Use in Geriatric Patients with Dementia: Overall Mortality: Elderly patients with dementia treated with atypical antipsychotic drugs have an increased mortality compared to placebo in a meta-analysis of 13 controlled trials of various atypical antipsychotic drugs. In six placebo-controlled trials with risperidone in this population, the incidence of mortality was 4.0% for risperidone-treated patients compared to 3.1% for placebo-treated patients.
Concomitant Use with Furosemide: In risperidone placebo-controlled trials in elderly patients with dementia, a higher incidence of mortality was observed in patients treated with furosemide plus risperidone (7.3%; mean age 89 years, range 75-97) when compared to patients treated with risperidone alone (3.1%; mean age 84 years, range 70-96), furosemide alone (4.1%; mean age 80 years, range 67-90) or placebo without furosemide (2.9%; mean age 88 years, range 71-100). The increase in mortality in patients treated with furosemide plus risperidone was observed in two of the four clinical trials.
No pathophysiological mechanism has been identified to explain this finding, and no consistent pattern for cause of death observed. Nevertheless, caution should be exercised, and the risks and benefits of this combination should be considered, prior to the decision to use. There was no increased incidence of mortality among patients taking other diuretics as concomitant medication with risperidone. Irrespective of treatment, dehydration was an overall risk factor for mortality and should therefore be carefully avoided in elderly patients with dementia.
Cerebrovascular Adverse Events (CVAEs) in Elderly Patients with Dementia: Analysis of clinical trials in elderly patients with dementia suggests that the use of risperidone in dementia patients may be associated with an increased incidence of reports of CVAEs such as stroke and transient ischemic attacks, including fatalities.

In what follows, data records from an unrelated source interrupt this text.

PR #3512, opened 2021-12-16
funcs.buf_clear_namespace should treat endLine as exclusive

crccw:
I noticed that diagnostic messages cancel the semantic highlight on the next line. I haven't figured out why diagnostic affects semantic highlighting, but it seems that funcs.buf_clear_namespace is wrongly treating endLine as inclusive (VIM textprop ranges are 1-based end-inclusive, while LSP ranges are 0-based end-exclusive).

buf_clear_namespace  is used by

- coc#highlight#update_highlights
- coc#highlight#clear_highlight

Both seems to accept end-exclusive ranges.


chemzqm:
Thank you.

In placebo-controlled trials, there was a significantly higher incidence of CVAEs in patients treated with risperidone compared to placebo-treated patients (see Clinical Trial Adverse Drug Reactions: Cerebrovascular Adverse Events (CVAEs) in Elderly Patients with Dementia under Adverse Reactions). There is insufficient information to determine whether CVAEs in elderly patients with dementia are associated specifically with risperidone or other antipsychotic agents.
Therefore, physicians are advised to assess risks and benefits of the use of pms-RISPERIDONE in elderly patients with dementia taking into account risk predictors for stroke in the individual patient. Patients/caregivers should be advised to immediately report signs and symptoms of potential CVAEs such as sudden weakness or numbness in the face, arms or legs, and speech or vision problems (see Adults: Severe Dementia of the Alzheimer type - Symptomatic management of aggression and psychotic symptoms under Indications/Uses; Recommended Dose and Dosage Adjustment: Adults: Severe Dementia of the Alzheimer Type under Dosage & Administration; Clinical Trial Adverse Drug Reactions: Cerebrovascular Adverse Events (CVAEs) in Elderly Patients with Dementia under Adverse Reactions).
All treatment options should be considered without delay, including discontinuation. Furthermore, caution should be exercised in prescribing pms-RISPERIDONE to patients with vascular comorbidities, such as hypertension and cardiovascular disease (see Cardiovascular as previously mentioned).
Dysphagia: Esophageal dysmotility and aspiration have been associated with antipsychotic drug use. Aspiration pneumonia is a common cause of morbidity and mortality in patients with advanced Alzheimer's dementia. pms-RISPERIDONE and other antipsychotic drugs should be used cautiously in patients at risk for aspiration pneumonia.